About this exercise:
Could you reproduce every record below exactly as it stands?

(Collected data entries)
◆ ◆ ◆ ◆ ◆

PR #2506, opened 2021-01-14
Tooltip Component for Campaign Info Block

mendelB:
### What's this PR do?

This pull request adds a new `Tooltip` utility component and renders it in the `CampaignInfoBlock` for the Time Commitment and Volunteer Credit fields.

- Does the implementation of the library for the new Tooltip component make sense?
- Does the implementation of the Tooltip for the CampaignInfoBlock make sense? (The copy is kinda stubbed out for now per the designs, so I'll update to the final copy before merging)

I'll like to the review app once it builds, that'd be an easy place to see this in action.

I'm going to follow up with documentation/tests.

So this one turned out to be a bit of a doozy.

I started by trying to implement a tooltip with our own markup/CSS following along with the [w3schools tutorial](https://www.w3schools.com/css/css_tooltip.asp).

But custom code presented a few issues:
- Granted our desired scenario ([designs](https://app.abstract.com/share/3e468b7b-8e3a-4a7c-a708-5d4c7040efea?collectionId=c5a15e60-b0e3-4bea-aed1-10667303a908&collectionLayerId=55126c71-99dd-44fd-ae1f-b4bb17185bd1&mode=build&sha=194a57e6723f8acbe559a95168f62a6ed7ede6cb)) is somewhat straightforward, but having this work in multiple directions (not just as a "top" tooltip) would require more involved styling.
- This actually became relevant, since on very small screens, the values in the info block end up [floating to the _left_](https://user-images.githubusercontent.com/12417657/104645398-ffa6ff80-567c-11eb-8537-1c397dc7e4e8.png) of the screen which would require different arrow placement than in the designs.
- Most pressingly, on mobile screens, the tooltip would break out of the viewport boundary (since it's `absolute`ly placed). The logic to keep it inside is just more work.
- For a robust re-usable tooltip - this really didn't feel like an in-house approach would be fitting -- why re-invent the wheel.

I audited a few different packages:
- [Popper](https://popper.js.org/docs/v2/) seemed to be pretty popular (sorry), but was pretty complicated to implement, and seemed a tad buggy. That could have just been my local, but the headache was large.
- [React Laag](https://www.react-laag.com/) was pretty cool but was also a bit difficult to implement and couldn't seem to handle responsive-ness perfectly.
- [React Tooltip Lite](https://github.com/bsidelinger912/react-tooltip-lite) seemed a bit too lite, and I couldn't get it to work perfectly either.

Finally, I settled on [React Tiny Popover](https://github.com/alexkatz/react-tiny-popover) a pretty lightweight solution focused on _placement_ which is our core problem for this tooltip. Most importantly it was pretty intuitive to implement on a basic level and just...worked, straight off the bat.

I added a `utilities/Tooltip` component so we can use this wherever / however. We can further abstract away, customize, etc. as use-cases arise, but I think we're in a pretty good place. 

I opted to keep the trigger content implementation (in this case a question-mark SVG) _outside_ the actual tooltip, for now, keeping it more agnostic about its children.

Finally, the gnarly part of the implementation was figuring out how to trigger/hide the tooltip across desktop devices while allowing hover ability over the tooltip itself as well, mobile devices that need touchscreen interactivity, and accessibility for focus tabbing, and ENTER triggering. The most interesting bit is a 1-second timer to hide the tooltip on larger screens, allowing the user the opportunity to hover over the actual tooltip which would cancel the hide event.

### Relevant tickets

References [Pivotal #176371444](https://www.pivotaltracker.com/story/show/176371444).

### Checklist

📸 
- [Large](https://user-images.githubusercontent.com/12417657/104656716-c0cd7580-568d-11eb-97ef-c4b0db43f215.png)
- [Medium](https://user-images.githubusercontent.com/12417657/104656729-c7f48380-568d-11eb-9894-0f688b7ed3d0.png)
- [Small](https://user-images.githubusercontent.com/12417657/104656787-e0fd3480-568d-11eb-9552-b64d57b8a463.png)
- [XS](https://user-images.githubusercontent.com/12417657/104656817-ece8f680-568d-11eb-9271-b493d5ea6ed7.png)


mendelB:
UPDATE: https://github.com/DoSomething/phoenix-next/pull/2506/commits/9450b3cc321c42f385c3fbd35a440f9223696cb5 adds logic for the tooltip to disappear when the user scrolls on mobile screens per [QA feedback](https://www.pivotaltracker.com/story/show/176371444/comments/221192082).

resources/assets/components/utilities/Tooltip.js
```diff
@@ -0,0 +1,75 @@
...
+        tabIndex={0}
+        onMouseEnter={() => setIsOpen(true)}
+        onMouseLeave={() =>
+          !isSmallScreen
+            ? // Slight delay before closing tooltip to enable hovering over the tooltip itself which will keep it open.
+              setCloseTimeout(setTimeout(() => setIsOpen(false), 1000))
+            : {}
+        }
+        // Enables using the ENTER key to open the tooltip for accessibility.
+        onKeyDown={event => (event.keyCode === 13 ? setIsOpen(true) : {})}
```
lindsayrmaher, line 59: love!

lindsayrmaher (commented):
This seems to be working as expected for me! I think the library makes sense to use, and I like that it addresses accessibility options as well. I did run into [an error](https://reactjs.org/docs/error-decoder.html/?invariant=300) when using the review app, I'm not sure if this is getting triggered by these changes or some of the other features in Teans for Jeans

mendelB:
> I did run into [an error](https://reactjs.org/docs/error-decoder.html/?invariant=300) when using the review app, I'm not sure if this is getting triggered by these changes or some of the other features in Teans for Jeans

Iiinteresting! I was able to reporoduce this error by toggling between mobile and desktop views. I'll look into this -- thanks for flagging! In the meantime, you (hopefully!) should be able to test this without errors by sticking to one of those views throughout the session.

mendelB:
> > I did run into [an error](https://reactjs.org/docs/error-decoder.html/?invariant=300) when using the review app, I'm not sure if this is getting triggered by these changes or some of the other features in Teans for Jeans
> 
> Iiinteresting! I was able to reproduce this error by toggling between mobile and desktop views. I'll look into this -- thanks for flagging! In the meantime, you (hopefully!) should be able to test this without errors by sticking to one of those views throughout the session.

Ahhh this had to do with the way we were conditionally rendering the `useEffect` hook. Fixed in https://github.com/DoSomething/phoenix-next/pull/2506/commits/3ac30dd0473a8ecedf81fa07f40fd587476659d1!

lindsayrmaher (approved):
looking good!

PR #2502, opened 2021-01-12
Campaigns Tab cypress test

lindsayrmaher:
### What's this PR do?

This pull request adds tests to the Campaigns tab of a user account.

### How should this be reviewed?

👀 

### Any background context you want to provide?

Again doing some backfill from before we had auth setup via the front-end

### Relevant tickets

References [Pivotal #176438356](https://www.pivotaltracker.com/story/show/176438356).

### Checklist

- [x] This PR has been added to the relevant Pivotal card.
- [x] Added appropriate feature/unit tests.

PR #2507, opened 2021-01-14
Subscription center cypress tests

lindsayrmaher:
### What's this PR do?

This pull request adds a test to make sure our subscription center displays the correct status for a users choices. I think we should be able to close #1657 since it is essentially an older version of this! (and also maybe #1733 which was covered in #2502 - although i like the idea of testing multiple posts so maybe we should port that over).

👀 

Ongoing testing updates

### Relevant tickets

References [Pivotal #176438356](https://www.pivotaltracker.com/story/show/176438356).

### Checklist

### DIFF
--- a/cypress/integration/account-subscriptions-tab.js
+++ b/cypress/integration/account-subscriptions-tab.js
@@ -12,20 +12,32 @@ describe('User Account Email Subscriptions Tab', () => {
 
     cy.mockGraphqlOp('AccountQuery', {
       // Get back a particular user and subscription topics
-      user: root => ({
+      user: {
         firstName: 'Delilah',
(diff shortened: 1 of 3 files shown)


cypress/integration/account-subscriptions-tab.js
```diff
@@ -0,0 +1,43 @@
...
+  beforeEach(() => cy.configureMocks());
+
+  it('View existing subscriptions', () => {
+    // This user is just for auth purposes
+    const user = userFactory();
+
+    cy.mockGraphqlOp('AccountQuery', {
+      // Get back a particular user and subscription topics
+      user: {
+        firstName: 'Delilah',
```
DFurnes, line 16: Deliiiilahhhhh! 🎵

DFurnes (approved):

◆ ◆ ◆ ◆ ◆

Task response:
PR #2506, opened 2021-01-14
Tooltip Component for Campaign Info Block

mendelB:
### What's this PR do?

This pull request adds a new `Tooltip` utility component and renders it in the `CampaignInfoBlock` for the Time Commitment and Volunteer Credit fields.

- Does the implementation of the library for the new Tooltip component make sense?
- Does the implementation of the Tooltip for the CampaignInfoBlock make sense? (The copy is kinda stubbed out for now per the designs, so I'll update to the final copy before merging)

I'll like to the review app once it builds, that'd be an easy place to see this in action.

I'm going to follow up with documentation/tests.

So this one turned out to be a bit of a doozy.

I started by trying to implement a tooltip with our own markup/CSS following along with the [w3schools tutorial](https://www.w3schools.com/css/css_tooltip.asp).

But custom code presented a few issues:
- Granted our desired scenario ([designs](https://app.abstract.com/share/3e468b7b-8e3a-4a7c-a708-5d4c7040efea?collectionId=c5a15e60-b0e3-4bea-aed1-10667303a908&collectionLayerId=55126c71-99dd-44fd-ae1f-b4bb17185bd1&mode=build&sha=194a57e6723f8acbe559a95168f62a6ed7ede6cb)) is somewhat straightforward, but having this work in multiple directions (not just as a "top" tooltip) would require more involved styling.
- This actually became relevant, since on very small screens, the values in the info block end up [floating to the _left_](https://user-images.githubusercontent.com/12417657/104645398-ffa6ff80-567c-11eb-8537-1c397dc7e4e8.png) of the screen which would require different arrow placement than in the designs.
- Most pressingly, on mobile screens, the tooltip would break out of the viewport boundary (since it's `absolute`ly placed). The logic to keep it inside is just more work.
- For a robust re-usable tooltip - this really didn't feel like an in-house approach would be fitting -- why re-invent the wheel.

I audited a few different packages:
- [Popper](https://popper.js.org/docs/v2/) seemed to be pretty popular (sorry), but was pretty complicated to implement, and seemed a tad buggy. That could have just been my local, but the headache was large.
- [React Laag](https://www.react-laag.com/) was pretty cool but was also a bit difficult to implement and couldn't seem to handle responsive-ness perfectly.
- [React Tooltip Lite](https://github.com/bsidelinger912/react-tooltip-lite) seemed a bit too lite, and I couldn't get it to work perfectly either.

Finally, I settled on [React Tiny Popover](https://github.com/alexkatz/react-tiny-popover) a pretty lightweight solution focused on _placement_ which is our core problem for this tooltip. Most importantly it was pretty intuitive to implement on a basic level and just...worked, straight off the bat.

I added a `utilities/Tooltip` component so we can use this wherever / however. We can further abstract away, customize, etc. as use-cases arise, but I think we're in a pretty good place. 

I opted to keep the trigger content implementation (in this case a question-mark SVG) _outside_ the actual tooltip, for now, keeping it more agnostic about its children.

Finally, the gnarly part of the implementation was figuring out how to trigger/hide the tooltip across desktop devices while allowing hover ability over the tooltip itself as well, mobile devices that need touchscreen interactivity, and accessibility for focus tabbing, and ENTER triggering. The most interesting bit is a 1-second timer to hide the tooltip on larger screens, allowing the user the opportunity to hover over the actual tooltip which would cancel the hide event.

### Relevant tickets

References [Pivotal #176371444](https://www.pivotaltracker.com/story/show/176371444).

### Checklist

📸 
- [Large](https://user-images.githubusercontent.com/12417657/104656716-c0cd7580-568d-11eb-97ef-c4b0db43f215.png)
- [Medium](https://user-images.githubusercontent.com/12417657/104656729-c7f48380-568d-11eb-9894-0f688b7ed3d0.png)
- [Small](https://user-images.githubusercontent.com/12417657/104656787-e0fd3480-568d-11eb-9552-b64d57b8a463.png)
- [XS](https://user-images.githubusercontent.com/12417657/104656817-ece8f680-568d-11eb-9271-b493d5ea6ed7.png)


mendelB:
UPDATE: https://github.com/DoSomething/phoenix-next/pull/2506/commits/9450b3cc321c42f385c3fbd35a440f9223696cb5 adds logic for the tooltip to disappear when the user scrolls on mobile screens per [QA feedback](https://www.pivotaltracker.com/story/show/176371444/comments/221192082).

resources/assets/components/utilities/Tooltip.js
```diff
@@ -0,0 +1,75 @@
...
+        tabIndex={0}
+        onMouseEnter={() => setIsOpen(true)}
+        onMouseLeave={() =>
+          !isSmallScreen
+            ? // Slight delay before closing tooltip to enable hovering over the tooltip itself which will keep it open.
+              setCloseTimeout(setTimeout(() => setIsOpen(false), 1000))
+            : {}
+        }
+        // Enables using the ENTER key to open the tooltip for accessibility.
+        onKeyDown={event => (event.keyCode === 13 ? setIsOpen(true) : {})}
```
lindsayrmaher, line 59: love!

lindsayrmaher (commented):
This seems to be working as expected for me! I think the library makes sense to use, and I like that it addresses accessibility options as well. I did run into [an error](https://reactjs.org/docs/error-decoder.html/?invariant=300) when using the review app, I'm not sure if this is getting triggered by these changes or some of the other features in Teans for Jeans

mendelB:
> I did run into [an error](https://reactjs.org/docs/error-decoder.html/?invariant=300) when using the review app, I'm not sure if this is getting triggered by these changes or some of the other features in Teans for Jeans

Iiinteresting! I was able to reporoduce this error by toggling between mobile and desktop views. I'll look into this -- thanks for flagging! In the meantime, you (hopefully!) should be able to test this without errors by sticking to one of those views throughout the session.

mendelB:
> > I did run into [an error](https://reactjs.org/docs/error-decoder.html/?invariant=300) when using the review app, I'm not sure if this is getting triggered by these changes or some of the other features in Teans for Jeans
> 
> Iiinteresting! I was able to reproduce this error by toggling between mobile and desktop views. I'll look into this -- thanks for flagging! In the meantime, you (hopefully!) should be able to test this without errors by sticking to one of those views throughout the session.

Ahhh this had to do with the way we were conditionally rendering the `useEffect` hook. Fixed in https://github.com/DoSomething/phoenix-next/pull/2506/commits/3ac30dd0473a8ecedf81fa07f40fd587476659d1!

lindsayrmaher (approved):
looking good!

PR #2502, opened 2021-01-12
Campaigns Tab cypress test

lindsayrmaher:
### What's this PR do?

This pull request adds tests to the Campaigns tab of a user account.

### How should this be reviewed?

👀 

### Any background context you want to provide?

Again doing some backfill from before we had auth setup via the front-end

### Relevant tickets

References [Pivotal #176438356](https://www.pivotaltracker.com/story/show/176438356).

### Checklist

- [x] This PR has been added to the relevant Pivotal card.
- [x] Added appropriate feature/unit tests.

PR #2507, opened 2021-01-14
Subscription center cypress tests

lindsayrmaher:
### What's this PR do?

This pull request adds a test to make sure our subscription center displays the correct status for a users choices. I think we should be able to close #1657 since it is essentially an older version of this! (and also maybe #1733 which was covered in #2502 - although i like the idea of testing multiple posts so maybe we should port that over).

👀 

Ongoing testing updates

### Relevant tickets

References [Pivotal #176438356](https://www.pivotaltracker.com/story/show/176438356).

### Checklist

### DIFF
--- a/cypress/integration/account-subscriptions-tab.js
+++ b/cypress/integration/account-subscriptions-tab.js
@@ -12,20 +12,32 @@ describe('User Account Email Subscriptions Tab', () => {
 
     cy.mockGraphqlOp('AccountQuery', {
       // Get back a particular user and subscription topics
-      user: root => ({
+      user: {
         firstName: 'Delilah',
(diff shortened: 1 of 3 files shown)


cypress/integration/account-subscriptions-tab.js
```diff
@@ -0,0 +1,43 @@
...
+  beforeEach(() => cy.configureMocks());
+
+  it('View existing subscriptions', () => {
+    // This user is just for auth purposes
+    const user = userFactory();
+
+    cy.mockGraphqlOp('AccountQuery', {
+      // Get back a particular user and subscription topics
+      user: {
+        firstName: 'Delilah',
```
DFurnes, line 16: Deliiiilahhhhh! 🎵

DFurnes (approved):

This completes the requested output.